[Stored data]

......

Issue #118, opened 2020-03-23
Python linting


alexwong:
Python linting fails (which I have as a command in the CI buildspec file). Do we want python linting using pylint, or something else, or just remove it entirely?

[Container] 2020/03/23 19:00:23 Running command pylint -rn --rcfile=./ts/tests/pylintrc ts/.
--
6853 | Using config file /codebuild/output/src833252683/src/github.com/pytorch/serve/ts/tests/pylintrc
6854 | ************* Module ts.protocol.__init__
6855 | C:  1, 0: Trailing newlines (trailing-newlines)
6856 | ************* Module ts.model_loader
6857 | W: 91,15: Catching too general exception Exception (broad-except)
6858 | W: 91, 8: Unused variable 'e' (unused-variable)
6859 | ************* Module ts.torch_handler.text_handler
6860 | C:  1, 0: Missing module docstring (missing-docstring)
6861 | C: 11, 0: Missing class docstring (missing-docstring)
6862 | W: 11, 0: Method 'inference' is abstract in class 'BaseHandler' but is not overridden (abstract-method)
6863 | W: 11, 0: Method 'postprocess' is abstract in class 'BaseHandler' but is not overridden (abstract-method)
6864 | W: 11, 0: Method 'preprocess' is abstract in class 'BaseHandler' but is not overridden (abstract-method)
6865 | C:  4, 0: first party import "from torchtext.data.utils import get_tokenizer" should be placed before "from .base_handler import BaseHandler" (wrong-import-order)
6866 | C:  5, 0: standard import "import re" should be placed before "from torchtext.data.utils import get_tokenizer" (wrong-import-order)
6867 | C:  6, 0: standard import "import string" should be placed before "from torchtext.data.utils import get_tokenizer" (wrong-import-order)
6868 | C:  7, 0: third party import "import torch" should be placed before "from torchtext.data.utils import get_tokenizer" (wrong-import-order)
6869 | C:  8, 0: standard import "import unicodedata" should be placed before "import torch" (wrong-import-order)
6870 | ************* Module ts.torch_handler.vision_handler
6871 | C:  1, 0: Missing module docstring (missing-docstring)
6872 | W:  6, 0: Method 'inference' is abstract in class 'BaseHandler' but is not overridden (abstract-method)
6873 | W:  6, 0: Method 'postprocess' is abstract in class 'BaseHandler' but is not overridden (abstract-method)
[...]

PR #163, opened 2020-04-06
Fix pylint issue

harshbafna:
Address #118 

This PR consists of following

- Changes for errors reported by pylint.
- Updated torchserve_sanity script to use latest version of pylint and execute pylint command
- Unused code cleanup
- UT fixes


ts/model_loader.py
```diff
@@ -23,14 +24,8 @@ class ModelLoaderFactory(object):
     """
 
     @staticmethod
-    def get_model_loader(model_dir):
-        manifest_file = os.path.join(model_dir, "MAR-INF/MANIFEST.json")
-        if os.path.exists(manifest_file):
-            return TsModelLoader()
-        elif os.path.exists(os.path.join(model_dir, "MANIFEST.json")):
-            return LegacyModelLoader()
```
mycpuorg, line 31: Not sure if this is a lint rule we set up.
Not clear why this isn't necessary. Could you please explain?

mycpuorg:
Also this branch is out of date

ts/model_loader.py
harshbafna: The LegacyModelLoader was ported from MMS and is no more in use in TorchServe.

mycpuorg:
The code changes here are recommended from pylint checks. I have tested with a basic run [here](https://github.com/pytorch/serve/pull/256#issuecomment-635011730) with these changes on `staging_0_1_1` . Adding `v0.1.1_tested` label based on this since there isn't specific case to be tested here.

......

» **Problem details**:
Each of the records should be written out precisely as given.

» **Worked solution**:
Issue #118, opened 2020-03-23
Python linting


alexwong:
Python linting fails (which I have as a command in the CI buildspec file). Do we want python linting using pylint, or something else, or just remove it entirely?

[Container] 2020/03/23 19:00:23 Running command pylint -rn --rcfile=./ts/tests/pylintrc ts/.
--
6853 | Using config file /codebuild/output/src833252683/src/github.com/pytorch/serve/ts/tests/pylintrc
6854 | ************* Module ts.protocol.__init__
6855 | C:  1, 0: Trailing newlines (trailing-newlines)
6856 | ************* Module ts.model_loader
6857 | W: 91,15: Catching too general exception Exception (broad-except)
6858 | W: 91, 8: Unused variable 'e' (unused-variable)
6859 | ************* Module ts.torch_handler.text_handler
6860 | C:  1, 0: Missing module docstring (missing-docstring)
6861 | C: 11, 0: Missing class docstring (missing-docstring)
6862 | W: 11, 0: Method 'inference' is abstract in class 'BaseHandler' but is not overridden (abstract-method)
6863 | W: 11, 0: Method 'postprocess' is abstract in class 'BaseHandler' but is not overridden (abstract-method)
6864 | W: 11, 0: Method 'preprocess' is abstract in class 'BaseHandler' but is not overridden (abstract-method)
6865 | C:  4, 0: first party import "from torchtext.data.utils import get_tokenizer" should be placed before "from .base_handler import BaseHandler" (wrong-import-order)
6866 | C:  5, 0: standard import "import re" should be placed before "from torchtext.data.utils import get_tokenizer" (wrong-import-order)
6867 | C:  6, 0: standard import "import string" should be placed before "from torchtext.data.utils import get_tokenizer" (wrong-import-order)
6868 | C:  7, 0: third party import "import torch" should be placed before "from torchtext.data.utils import get_tokenizer" (wrong-import-order)
6869 | C:  8, 0: standard import "import unicodedata" should be placed before "import torch" (wrong-import-order)
6870 | ************* Module ts.torch_handler.vision_handler
6871 | C:  1, 0: Missing module docstring (missing-docstring)
6872 | W:  6, 0: Method 'inference' is abstract in class 'BaseHandler' but is not overridden (abstract-method)
6873 | W:  6, 0: Method 'postprocess' is abstract in class 'BaseHandler' but is not overridden (abstract-method)
[...]

PR #163, opened 2020-04-06
Fix pylint issue

harshbafna:
Address #118 

This PR consists of following

- Changes for errors reported by pylint.
- Updated torchserve_sanity script to use latest version of pylint and execute pylint command
- Unused code cleanup
- UT fixes


ts/model_loader.py
```diff
@@ -23,14 +24,8 @@ class ModelLoaderFactory(object):
     """
 
     @staticmethod
-    def get_model_loader(model_dir):
-        manifest_file = os.path.join(model_dir, "MAR-INF/MANIFEST.json")
-        if os.path.exists(manifest_file):
-            return TsModelLoader()
-        elif os.path.exists(os.path.join(model_dir, "MANIFEST.json")):
-            return LegacyModelLoader()
```
mycpuorg, line 31: Not sure if this is a lint rule we set up.
Not clear why this isn't necessary. Could you please explain?

mycpuorg:
Also this branch is out of date

ts/model_loader.py
harshbafna: The LegacyModelLoader was ported from MMS and is no more in use in TorchServe.

mycpuorg:
The code changes here are recommended from pylint checks. I have tested with a basic run [here](https://github.com/pytorch/serve/pull/256#issuecomment-635011730) with these changes on `staging_0_1_1` . Adding `v0.1.1_tested` label based on this since there isn't specific case to be tested here.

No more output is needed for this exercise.